**Material provided**

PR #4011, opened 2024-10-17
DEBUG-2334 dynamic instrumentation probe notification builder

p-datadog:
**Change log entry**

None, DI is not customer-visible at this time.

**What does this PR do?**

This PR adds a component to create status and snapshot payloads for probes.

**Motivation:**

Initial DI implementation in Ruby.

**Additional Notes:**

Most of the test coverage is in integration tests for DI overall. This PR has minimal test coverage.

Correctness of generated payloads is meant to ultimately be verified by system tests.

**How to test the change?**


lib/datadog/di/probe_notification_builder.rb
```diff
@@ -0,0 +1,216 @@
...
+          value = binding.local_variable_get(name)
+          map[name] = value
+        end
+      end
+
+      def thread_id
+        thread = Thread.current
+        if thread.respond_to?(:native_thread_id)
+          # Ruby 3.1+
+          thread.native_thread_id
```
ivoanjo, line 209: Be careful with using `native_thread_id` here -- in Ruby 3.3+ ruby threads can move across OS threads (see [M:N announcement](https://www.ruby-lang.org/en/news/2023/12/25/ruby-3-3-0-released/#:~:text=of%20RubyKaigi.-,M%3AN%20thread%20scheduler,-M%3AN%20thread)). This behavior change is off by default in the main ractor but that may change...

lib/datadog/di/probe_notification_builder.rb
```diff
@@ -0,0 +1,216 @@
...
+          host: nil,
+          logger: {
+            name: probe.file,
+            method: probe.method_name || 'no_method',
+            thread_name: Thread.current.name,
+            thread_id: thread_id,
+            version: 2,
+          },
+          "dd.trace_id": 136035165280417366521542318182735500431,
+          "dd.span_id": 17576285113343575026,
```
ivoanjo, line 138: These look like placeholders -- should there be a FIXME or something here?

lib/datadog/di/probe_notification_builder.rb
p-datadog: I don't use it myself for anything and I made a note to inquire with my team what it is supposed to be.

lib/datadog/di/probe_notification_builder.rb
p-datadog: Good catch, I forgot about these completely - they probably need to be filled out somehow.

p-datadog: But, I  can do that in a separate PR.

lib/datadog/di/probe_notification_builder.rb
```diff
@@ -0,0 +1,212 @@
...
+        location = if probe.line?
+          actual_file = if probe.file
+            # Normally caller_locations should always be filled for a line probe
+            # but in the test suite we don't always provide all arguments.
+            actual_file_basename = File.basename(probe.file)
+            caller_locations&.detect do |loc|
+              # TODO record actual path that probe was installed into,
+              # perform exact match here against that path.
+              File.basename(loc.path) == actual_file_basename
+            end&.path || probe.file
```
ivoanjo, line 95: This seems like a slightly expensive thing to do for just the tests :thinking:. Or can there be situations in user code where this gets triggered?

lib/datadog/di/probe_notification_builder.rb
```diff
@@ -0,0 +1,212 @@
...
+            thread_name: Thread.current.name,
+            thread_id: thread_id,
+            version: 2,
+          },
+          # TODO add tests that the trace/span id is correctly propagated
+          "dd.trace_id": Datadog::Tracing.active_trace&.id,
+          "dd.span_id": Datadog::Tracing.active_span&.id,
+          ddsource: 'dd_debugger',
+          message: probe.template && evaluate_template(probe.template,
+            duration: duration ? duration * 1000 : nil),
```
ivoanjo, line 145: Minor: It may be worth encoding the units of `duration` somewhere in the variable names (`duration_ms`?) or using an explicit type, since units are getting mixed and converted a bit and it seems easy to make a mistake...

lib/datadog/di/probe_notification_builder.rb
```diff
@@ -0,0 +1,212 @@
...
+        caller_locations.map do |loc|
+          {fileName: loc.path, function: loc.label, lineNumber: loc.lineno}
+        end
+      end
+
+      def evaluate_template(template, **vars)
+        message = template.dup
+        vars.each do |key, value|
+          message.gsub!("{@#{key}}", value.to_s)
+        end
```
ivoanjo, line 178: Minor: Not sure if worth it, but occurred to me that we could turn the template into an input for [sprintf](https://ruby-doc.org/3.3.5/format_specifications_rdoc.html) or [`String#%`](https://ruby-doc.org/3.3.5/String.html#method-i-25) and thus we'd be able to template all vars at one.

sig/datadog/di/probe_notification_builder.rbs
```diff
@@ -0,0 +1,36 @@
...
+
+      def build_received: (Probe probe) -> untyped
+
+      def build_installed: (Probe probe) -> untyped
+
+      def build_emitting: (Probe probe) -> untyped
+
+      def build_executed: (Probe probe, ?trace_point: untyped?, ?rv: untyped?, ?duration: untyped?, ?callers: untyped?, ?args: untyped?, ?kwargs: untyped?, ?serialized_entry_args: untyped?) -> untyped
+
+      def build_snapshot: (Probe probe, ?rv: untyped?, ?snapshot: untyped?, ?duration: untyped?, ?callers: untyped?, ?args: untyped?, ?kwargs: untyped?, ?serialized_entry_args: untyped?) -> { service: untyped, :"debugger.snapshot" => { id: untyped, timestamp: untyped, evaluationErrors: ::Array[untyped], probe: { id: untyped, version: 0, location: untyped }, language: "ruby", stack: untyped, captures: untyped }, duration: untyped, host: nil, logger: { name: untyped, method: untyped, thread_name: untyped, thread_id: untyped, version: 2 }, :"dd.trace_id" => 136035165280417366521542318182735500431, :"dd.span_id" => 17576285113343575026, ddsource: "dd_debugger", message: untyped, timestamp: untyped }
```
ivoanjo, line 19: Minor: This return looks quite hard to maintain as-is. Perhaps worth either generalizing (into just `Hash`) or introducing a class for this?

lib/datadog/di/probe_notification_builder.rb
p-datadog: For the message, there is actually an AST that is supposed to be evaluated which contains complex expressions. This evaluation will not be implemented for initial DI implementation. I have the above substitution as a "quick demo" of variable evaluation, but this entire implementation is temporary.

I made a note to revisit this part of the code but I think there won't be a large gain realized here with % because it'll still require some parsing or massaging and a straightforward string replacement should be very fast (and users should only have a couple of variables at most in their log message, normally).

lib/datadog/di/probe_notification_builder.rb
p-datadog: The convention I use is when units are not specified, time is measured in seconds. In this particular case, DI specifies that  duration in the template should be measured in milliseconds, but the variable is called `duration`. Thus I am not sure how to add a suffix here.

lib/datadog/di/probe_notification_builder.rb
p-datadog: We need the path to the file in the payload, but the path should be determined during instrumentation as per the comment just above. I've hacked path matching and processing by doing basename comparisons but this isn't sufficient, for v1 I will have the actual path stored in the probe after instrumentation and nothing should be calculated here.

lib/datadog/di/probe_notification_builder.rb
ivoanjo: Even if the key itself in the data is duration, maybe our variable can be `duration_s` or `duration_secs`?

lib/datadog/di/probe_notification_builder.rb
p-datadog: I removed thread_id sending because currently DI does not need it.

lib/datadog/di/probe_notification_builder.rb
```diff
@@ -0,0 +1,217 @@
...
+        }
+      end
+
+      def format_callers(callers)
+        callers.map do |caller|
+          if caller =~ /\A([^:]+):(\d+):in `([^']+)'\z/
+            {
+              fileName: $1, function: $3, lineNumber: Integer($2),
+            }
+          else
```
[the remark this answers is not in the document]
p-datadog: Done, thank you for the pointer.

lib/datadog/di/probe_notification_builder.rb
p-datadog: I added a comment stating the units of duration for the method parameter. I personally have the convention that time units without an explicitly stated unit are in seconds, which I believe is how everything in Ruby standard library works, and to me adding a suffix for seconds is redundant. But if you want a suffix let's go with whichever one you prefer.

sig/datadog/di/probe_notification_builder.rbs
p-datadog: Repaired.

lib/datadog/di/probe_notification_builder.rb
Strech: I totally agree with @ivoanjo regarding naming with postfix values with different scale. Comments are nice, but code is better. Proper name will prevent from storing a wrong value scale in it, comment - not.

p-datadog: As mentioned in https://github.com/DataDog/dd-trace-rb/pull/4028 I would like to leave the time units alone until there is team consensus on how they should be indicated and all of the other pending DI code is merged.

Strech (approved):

**Task instructions**
Give back the complete material verbatim.

**Reply**
PR #4011, opened 2024-10-17
DEBUG-2334 dynamic instrumentation probe notification builder

p-datadog:
**Change log entry**

None, DI is not customer-visible at this time.

**What does this PR do?**

This PR adds a component to create status and snapshot payloads for probes.

**Motivation:**

Initial DI implementation in Ruby.

**Additional Notes:**

Most of the test coverage is in integration tests for DI overall. This PR has minimal test coverage.

Correctness of generated payloads is meant to ultimately be verified by system tests.

**How to test the change?**


lib/datadog/di/probe_notification_builder.rb
```diff
@@ -0,0 +1,216 @@
...
+          value = binding.local_variable_get(name)
+          map[name] = value
+        end
+      end
+
+      def thread_id
+        thread = Thread.current
+        if thread.respond_to?(:native_thread_id)
+          # Ruby 3.1+
+          thread.native_thread_id
```
ivoanjo, line 209: Be careful with using `native_thread_id` here -- in Ruby 3.3+ ruby threads can move across OS threads (see [M:N announcement](https://www.ruby-lang.org/en/news/2023/12/25/ruby-3-3-0-released/#:~:text=of%20RubyKaigi.-,M%3AN%20thread%20scheduler,-M%3AN%20thread)). This behavior change is off by default in the main ractor but that may change...

lib/datadog/di/probe_notification_builder.rb
```diff
@@ -0,0 +1,216 @@
...
+          host: nil,
+          logger: {
+            name: probe.file,
+            method: probe.method_name || 'no_method',
+            thread_name: Thread.current.name,
+            thread_id: thread_id,
+            version: 2,
+          },
+          "dd.trace_id": 136035165280417366521542318182735500431,
+          "dd.span_id": 17576285113343575026,
```
ivoanjo, line 138: These look like placeholders -- should there be a FIXME or something here?

lib/datadog/di/probe_notification_builder.rb
p-datadog: I don't use it myself for anything and I made a note to inquire with my team what it is supposed to be.

lib/datadog/di/probe_notification_builder.rb
p-datadog: Good catch, I forgot about these completely - they probably need to be filled out somehow.

p-datadog: But, I  can do that in a separate PR.

lib/datadog/di/probe_notification_builder.rb
```diff
@@ -0,0 +1,212 @@
...
+        location = if probe.line?
+          actual_file = if probe.file
+            # Normally caller_locations should always be filled for a line probe
+            # but in the test suite we don't always provide all arguments.
+            actual_file_basename = File.basename(probe.file)
+            caller_locations&.detect do |loc|
+              # TODO record actual path that probe was installed into,
+              # perform exact match here against that path.
+              File.basename(loc.path) == actual_file_basename
+            end&.path || probe.file
```
ivoanjo, line 95: This seems like a slightly expensive thing to do for just the tests :thinking:. Or can there be situations in user code where this gets triggered?

lib/datadog/di/probe_notification_builder.rb
```diff
@@ -0,0 +1,212 @@
...
+            thread_name: Thread.current.name,
+            thread_id: thread_id,
+            version: 2,
+          },
+          # TODO add tests that the trace/span id is correctly propagated
+          "dd.trace_id": Datadog::Tracing.active_trace&.id,
+          "dd.span_id": Datadog::Tracing.active_span&.id,
+          ddsource: 'dd_debugger',
+          message: probe.template && evaluate_template(probe.template,
+            duration: duration ? duration * 1000 : nil),
```
ivoanjo, line 145: Minor: It may be worth encoding the units of `duration` somewhere in the variable names (`duration_ms`?) or using an explicit type, since units are getting mixed and converted a bit and it seems easy to make a mistake...

lib/datadog/di/probe_notification_builder.rb
```diff
@@ -0,0 +1,212 @@
...
+        caller_locations.map do |loc|
+          {fileName: loc.path, function: loc.label, lineNumber: loc.lineno}
+        end
+      end
+
+      def evaluate_template(template, **vars)
+        message = template.dup
+        vars.each do |key, value|
+          message.gsub!("{@#{key}}", value.to_s)
+        end
```
ivoanjo, line 178: Minor: Not sure if worth it, but occurred to me that we could turn the template into an input for [sprintf](https://ruby-doc.org/3.3.5/format_specifications_rdoc.html) or [`String#%`](https://ruby-doc.org/3.3.5/String.html#method-i-25) and thus we'd be able to template all vars at one.

sig/datadog/di/probe_notification_builder.rbs
```diff
@@ -0,0 +1,36 @@
...
+
+      def build_received: (Probe probe) -> untyped
+
+      def build_installed: (Probe probe) -> untyped
+
+      def build_emitting: (Probe probe) -> untyped
+
+      def build_executed: (Probe probe, ?trace_point: untyped?, ?rv: untyped?, ?duration: untyped?, ?callers: untyped?, ?args: untyped?, ?kwargs: untyped?, ?serialized_entry_args: untyped?) -> untyped
+
+      def build_snapshot: (Probe probe, ?rv: untyped?, ?snapshot: untyped?, ?duration: untyped?, ?callers: untyped?, ?args: untyped?, ?kwargs: untyped?, ?serialized_entry_args: untyped?) -> { service: untyped, :"debugger.snapshot" => { id: untyped, timestamp: untyped, evaluationErrors: ::Array[untyped], probe: { id: untyped, version: 0, location: untyped }, language: "ruby", stack: untyped, captures: untyped }, duration: untyped, host: nil, logger: { name: untyped, method: untyped, thread_name: untyped, thread_id: untyped, version: 2 }, :"dd.trace_id" => 136035165280417366521542318182735500431, :"dd.span_id" => 17576285113343575026, ddsource: "dd_debugger", message: untyped, timestamp: untyped }
```
ivoanjo, line 19: Minor: This return looks quite hard to maintain as-is. Perhaps worth either generalizing (into just `Hash`) or introducing a class for this?

lib/datadog/di/probe_notification_builder.rb
p-datadog: For the message, there is actually an AST that is supposed to be evaluated which contains complex expressions. This evaluation will not be implemented for initial DI implementation. I have the above substitution as a "quick demo" of variable evaluation, but this entire implementation is temporary.

I made a note to revisit this part of the code but I think there won't be a large gain realized here with % because it'll still require some parsing or massaging and a straightforward string replacement should be very fast (and users should only have a couple of variables at most in their log message, normally).

lib/datadog/di/probe_notification_builder.rb
p-datadog: The convention I use is when units are not specified, time is measured in seconds. In this particular case, DI specifies that  duration in the template should be measured in milliseconds, but the variable is called `duration`. Thus I am not sure how to add a suffix here.

lib/datadog/di/probe_notification_builder.rb
p-datadog: We need the path to the file in the payload, but the path should be determined during instrumentation as per the comment just above. I've hacked path matching and processing by doing basename comparisons but this isn't sufficient, for v1 I will have the actual path stored in the probe after instrumentation and nothing should be calculated here.

lib/datadog/di/probe_notification_builder.rb
ivoanjo: Even if the key itself in the data is duration, maybe our variable can be `duration_s` or `duration_secs`?

lib/datadog/di/probe_notification_builder.rb
p-datadog: I removed thread_id sending because currently DI does not need it.

lib/datadog/di/probe_notification_builder.rb
```diff
@@ -0,0 +1,217 @@
...
+        }
+      end
+
+      def format_callers(callers)
+        callers.map do |caller|
+          if caller =~ /\A([^:]+):(\d+):in `([^']+)'\z/
+            {
+              fileName: $1, function: $3, lineNumber: Integer($2),
+            }
+          else
```
[the remark this answers is not in the document]
p-datadog: Done, thank you for the pointer.

lib/datadog/di/probe_notification_builder.rb
p-datadog: I added a comment stating the units of duration for the method parameter. I personally have the convention that time units without an explicitly stated unit are in seconds, which I believe is how everything in Ruby standard library works, and to me adding a suffix for seconds is redundant. But if you want a suffix let's go with whichever one you prefer.

sig/datadog/di/probe_notification_builder.rbs
p-datadog: Repaired.

lib/datadog/di/probe_notification_builder.rb
Strech: I totally agree with @ivoanjo regarding naming with postfix values with different scale. Comments are nice, but code is better. Proper name will prevent from storing a wrong value scale in it, comment - not.

p-datadog: As mentioned in https://github.com/DataDog/dd-trace-rb/pull/4028 I would like to leave the time units alone until there is team consensus on how they should be indicated and all of the other pending DI code is merged.

Strech (approved):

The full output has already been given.